I’m a little defensive about my “bride” status. I totally want to marry Colin. I can’t wait to be his WIFE. But the business of being a bride feels a little sour to me. It’s such an overly-marketed industry. Brides-to-be are assaulted by a constant barrage of magazine and blog articles that tell them what they should be doing, thinking, checking off their lists… There’s pressure to spend, diet, stretch and obsess over the entire process of planning a wedding.
What’s your theme?
Where’s your ring?
Where are you getting married?
Are you doing a unity candle?
Who is officiating?
Who is catering?
Like… SHUT UP. If you want to know all these details, work hard to be on my good side so that you get invited, fool.
No, seriously.
I am trying really hard to follow my gut and my heart, not what the current trends are. I don’t usually have any trouble being non-traditional.
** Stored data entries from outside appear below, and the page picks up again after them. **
PR #927, opened 2025-04-11
[Refactor] Breakup `pokemon.ts` file

### LINKED ISSUE #801: [Refactor] Move PlayerPokemon and EnemyPokemon into their own files
### Is your feature request related to a problem? Please describe.

They shouldn't all be in the Pokemon.ts file

### Describe the Feature

.

### Additional context

_No response_

DayKev:
N/A

The `pokemon.ts` file is way too massive.
Closes #801

- `DamageResult` type moved to `src/@types/DamageResult.ts`
- `DamageCalculationResult` interface moved to `src/@types/DamageCalculationResult.ts`
- `EnemyPokemon` class moved to `src/field/enemy-pokemon.ts`
- `PlayerPokemon` class moved to `src/field/player-pokemon.ts`
- `PokemonBattleData` renamed to `PokemonWaveData`, changed from class to interface, moved to `src/@types/PokemonWaveData.ts`; `Pokemon#battleData` renamed to `Pokemon#waveData`
- `PokemonTurnData` changed from class to interface, moved to `src/@types/PokemonTurnData.ts`
- Created `PhaseManager#queueStatStageChangePhase` to fix newly introduced circular import issue

## Checklist


src/phase-manager.ts
```diff
@@ -524,4 +526,20 @@ export class PhaseManager {
...
     }
   }
+
+  public queueStatStageChangePhase(
+    battlerIndex: BattlerIndex,
+    source: Pokemon | null,
+    stats: BattleStat[],
+    stages: number,
+    options: SSCPhaseOptions = {},
+    eager: boolean = true,
```
Tempo-anon, line 536: What is this `eager` field? A quick ctrl+f of this PR only has it showing up in `berry.ts` where it's `true` in both cases

DayKev: This is ultimately supposed to replace all `[push|unshift]Phase(new StatStageChangePhase(...))` calls so I copied the way the other replacement functions do it. For the purposes of this PR I didn't replace any of them other than the ones that were directly causing the new circular import issue; the rest would be done in a follow-up PR.

src/field/pokemon.ts
```diff
@@ -4035,7 +4048,7 @@ export abstract class Pokemon extends Phaser.GameObjects.Container {
   }
 
   resetBattleData(): void {
```
PigeonBar: This should probably also be renamed to `resetWaveData`.

PigeonBar (dismissed):

src/field/pokemon.ts
DayKev: Oh good catch, looks like I missed this one.

PigeonBar (approved):

PR #960, opened 2025-04-12
[P2][Balance] Thief and Covet always proc (no more global RNG)

### LINKED ISSUE #531: [P2 Bug] Reused RNG calls causing unintended RNG correlations
Copied over from PKR 4527

### Describe the bug

[Original report (Discord)](https://discord.com/channels/1125469663833370665/1126338176659763210/threads/1289920989106274335)

Some in-battle RNG mechanics (e.g., Covet/Thief, Endure Tokens) actually call global RNG instead of battle RNG. Due to #3952 resetting RNG at the start of each battle, this means that the aforementioned RNG mechanics will reuse RNG calls that were used to generated the wild Pokemon.

One significant way that this bug shows up is: If the opponents have 10 Endure Tokens, and if you naturally encounter a wild double battle with 0 lures, then the Endure Tokens will generally be guaranteed to activate on Turn 1.

Here is the RNG call for rolling a double battle:

20240930 Double Battle Endure 1

And here is the RNG call for rolling the Endure Tokens:

20240930 Double Battle Endure 2

### FAQ's:

**Q**: If lures are used to force double battles, why does this bug no longer occur?

**A**: Lures increase the allowed RNG threshold for double battles, which makes it possible to get a double battle without an Endure Token activation.

**Q**: Why was this bug not reported before the ME's release?

**A**: Before the ME's release, there was a separate bug that prevented Endure Tokens from working on full HP Pokemon.

### Reproduction

Play an endless run naturally with 10 Endure Tokens and 0 lures, and observe correlations between double battles and Endure Token activations.

### Expected behavior

RNG calls should not be reused. Ideally, all in-battle mechanics should use battle RNG.

### Screenshots / Videos

_No response_

### Session export file

For reference, the above screenshots used the following session (which will have a double battle on wave 172):
[20240930 Double Battle Endure.prsv.txt](https://github.com/user-attachments/files/17194535/20240930.Double.Battle.Endure.prsv.txt)

### User data export file

_No response_

### Additional context

_No response_

Tempo-anon:

Thief and Covet will always proc their effects instead of having a 30% to

* Closes #531
* More mainline accuracy

Deleted the portions of code that used `Phaser.Math.RND.realInRange(0, 1);`

## Screenshots/Videos

n/a

## How to test the changes?

Override with thief/covet

## Checklist


src/data/moves/move-attrs/steal-held-item-chance-attr.ts
```diff
@@ -13,22 +13,15 @@ import { MoveEffectAttr } from "#app/data/moves/move-attrs/move-effect-attr";
  * - "If Knock Off causes a Pokémon with the Sticky Hold Ability to faint, it can now remove that Pokémon's held item."
  */
 export class StealHeldItemChanceAttr extends MoveEffectAttr {
```
flx-sta: Should probably remove the `Chance` word from the Attr then

```suggestion
export class StealHeldItemAttr extends MoveEffectAttr {
```

flx-sta (changes requested):

PigeonBar:
This might be too overpowered, since Magician also has a 100% activation rate and is also sometimes considered overpowered. Unlike Magician, Thief/Covet also always steals the most valuable item from the opponent, which makes Thief/Covet even stronger. (The reason why a 100% activation rate works in mainline is because in mainline, Magician/Thief/Covet has a downside of requiring the user to start with no held item.)

Tempo-anon:
The goal is to move to one held item per Pokemon eventually so there will be less itemspam and juggernauting but if current balance is a concern then I can add on the clause of it requiring the user to have no item

flx-sta:
I can see how it could be considered overpowered right now. Since there is no release in sight right now I can see it as not being an issue unless we release. We should definitely document that somewhere so it’s not forgotten

flx-sta (dismissed):

src/data/moves/move-attrs/steal-held-item-attr.ts
```diff
@@ -12,23 +12,16 @@ import { MoveEffectAttr } from "#app/data/moves/move-attrs/move-effect-attr";
...
   override applyEffect(user: Pokemon, target: Pokemon, move: Move): boolean {
     if (move.hitsSubstitute(user, target)) {
       return false;
     }
-
-    const rand = Phaser.Math.RND.realInRange(0, 1);
-    if (rand >= this.chance) {
-      return false;
-    }
+    // TODO: Refactor this mess after items are properly implemented
```
innerthunder:
```suggestion
    /** @todo Refactor this mess after items are properly implemented */
```

innerthunder (commented):
1 nit, otherwise lgtm

PR #968, opened 2025-04-12
[Refactor] Break part of `VictoryPhase` into `PostKnockoutPhase`

### LINKED ISSUE #966: [Refactor] Investigate breaking up/refactoring `VictoryPhase`

DayKev:
N/A

Keep phase responsibility limited. Resolves #966 

The code that only ran when a wave was completed was left in `VictoryPhase` and the rest was broken out into `PostKnockoutPhase`.

## How to test the changes?
Defeat some pokemon, clear a wave.

## Checklist


MokaStitcher:
If I follow this phase is only called post enemy knockout, not player, right?
If yes the name should probably be clarified
My main issue with the name though Is that it specifically references KO, but is also called when an enemy is caught, so it's a bit misleading. PostEnemyDefeatPhase maybe?

Is VictoryPhase only ever called from PosrKOPhase now? I really feel something should be done with renaming both those Phases if yes, to clarify their individual purpose and difference. WaveVictoryPhase could help for the VictoryPhase maybe? or something like that?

Bridesmaids and groomsmen? No thanks. I’d much rather my closest friends not feel pressure to have to pony up money for fancy clothes and make them stand with locked knees, risking an oh-my-god-she-fainted embarrassing experience.
Father giving me away? I’m sorry, I’m 30 years old and I’ve been married once. I’m also pretty sure that I was never something that my father would ever consider giving away. I’m his daughter and I always will be…
Overpriced bouquet? How about wildflowers instead? Or just a whole crap load of baby’s breath tied with twine? Or maybe no flowers for me at all. What if I just carry an axe? Or a whomp-’em stick?
White dress with train and veil complete with faux-virginity? What about a cute yellow dress instead? How about something I’ll feel beautiful in on THAT DAY and any other day I decide to wear it?
Colin has to consistently reel me in. He’s more traditional than me, but still a very creative person who doesn’t feel like he has to do any of this “their” way… But he has to pull me back down to earth sometimes.
It’s going to be interesting planning this wedding. Our budget? Nearly invisible, it’s so tiny. Our plans? Big. Beautiful. We’re going to make it happen and I’m excited to share exactly HOW we plan to do it. So…
Enter the new blog category, Anti-Bride.
And holy crap — getting married in just over ten months, y ‘all!
Dude…anti-bride. This whole wedding nonsense is out of control. And unity candle my ass. Hate those things. Almost as much as I hate the sand art ceremony.
But… But… But… You mean you don’t want me to play the violin and sing sappy love songs from the late eighties while you and Jer stand in front of trio of white tapers and whisper to each other for six minutes?